As a solo instrument, it was dominant in parts of Europe at a time of musical adventure, discovery and refinement; hence the high-quality repertoire. Renaissance and Baroque composers, makers and players did some outstanding work with this instrument. 
It sounds simply wonderful. 
Julian Bream plays it.
I hope to be more specific as well as a little more perceptive in future posts, but for now I only invite enthusiasts, practitioners and collectors to contribute.


----------



## Methodistgirl

Mark there are all kinds of lutes out there from Asia to Kentucky with the 
mandolin. Can you be a little more specific?
judy tooley


----------



## Mark Harwood

I refer to the European lute, as played in the 16th to 18th Centuries. Renaissance and Baroque types differed, particularly in the number of string courses, but that's the type I like so much. Thanks for asking, Judy.


----------



## BuddhaBandit

It's unfortunate that much lute music is now almost always arranged and performed on guitar. While many of those transcriptions are very good, there's still nothing like hearing an actual lute.

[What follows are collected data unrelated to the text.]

PR #54, opened 2016-09-21
Clients from discovery

kvigen:
This change adds support for creating clients from discovery environment variables. This change has two nice benefits:
1. Consumers don't have to know anything about discovery env vars
2. If we change the way discovery works we can hide it behind this interface.

### DIFF
--- a/client/genclients.go
+++ b/client/genclients.go
@@ -29,6 +29,8 @@ import (
 		"time"
 
 		"%s/models"
+
+		discovery "github.com/Clever/discovery-go"
 )
 
 var _ = json.Marshal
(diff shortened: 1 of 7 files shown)


kvigen:
cc @mohit

client/genclients.go
```diff
@@ -71,7 +83,10 @@ func (c *Client) WithTimeout(timeout time.Duration) *Client {
 	return c
 }
 
-`, packageName, s.Info.InfoProps.Title)
+`, packageName,
```
mohit: so packageName == repoName == serviceName?

mohit:
😍

client/genclients.go
kvigen: packageName contains a few extra things as well, but basically yes. I'm hoping to build this into `ark init`.

rgarcia:
lgtm!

Note: The oft-pretentious Sting (think: Dream of the Blue Turtles) recently released a lute album of songs by John Dowland, which is actually not bad.


----------



## Lute Lover

*ronn mcfarlane*

check out Ronn McFarlane's new CD INDIGO ROAD. it is performed on the lute.. entirely! AWesome stuff..

He will be interviewed on PERFORMANCE TODAY tomorrow April 18 so check your local stations for times...! He'll be talking about Indigo Road and they'll play tunes from it and from his early music recordings, too.


----------



## Hippogryph

You should also try Rolf Lislevand's "La belle homicide". A lot of beautiful lute pieces by underrated composers from 17th century.


----------



## Mark Harwood

Thanks for the recommendations, Lute Lover & Hippogryph. I've listened to samples of Ronn McFarlane & checked out Mr. Lislevand's disc. I'll be ordering the latter.


----------



## Burbage

I like lute music. Though, unless I've been looking in the wrong places, the choice at the moment seems to be Dowland or Dowland. I've got a cheerful disc of Konrad Ragossnig doing a whole list of tiny pieces by Europeans I've never heard of, and Goran Sollscher's recording of the Bach Lute Suites on a guitar (admittedly an eleven-string affair he had made for the purpose, but still a guitar). I went to a concert to see, I think, Nigel North many years ago, and that was fun - I don't remember much about it, except I got to see a theorbo, and that doesn't happen every day.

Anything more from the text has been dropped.